## ASSIGNED TASK
Which lines of the data below contain "case"? Please show them all.

====================

PR #787, opened 2022-03-17
apis/nfd: empty match expression set returns no features for templates

marquiz:
This patch changes a rare corner case of custom label rules with an
empty set of matchexpressions. The patch removes a special case where an
empty match expression set matched everything and returned all feature
elements for templates to consume. With this patch the match expression
set logically evaluates all expressions in the set and returns all
matches - if there are no expressions there are no matches and no
matched features are returned. However, the overall match result
(determining if "non-template" labels will be created) in this special
case will be "true" as before as none of the zero match expressions
failed.

The former behavior was somewhat illogical and counterintuitive: having
1 to N expressions matched and returned 1 to N features (at most), but,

====================

## EXPECTED OUTPUT
This patch changes a rare corner case of custom label rules with an
empty set of matchexpressions. The patch removes a special case where an
case will be "true" as before as none of the zero match expressions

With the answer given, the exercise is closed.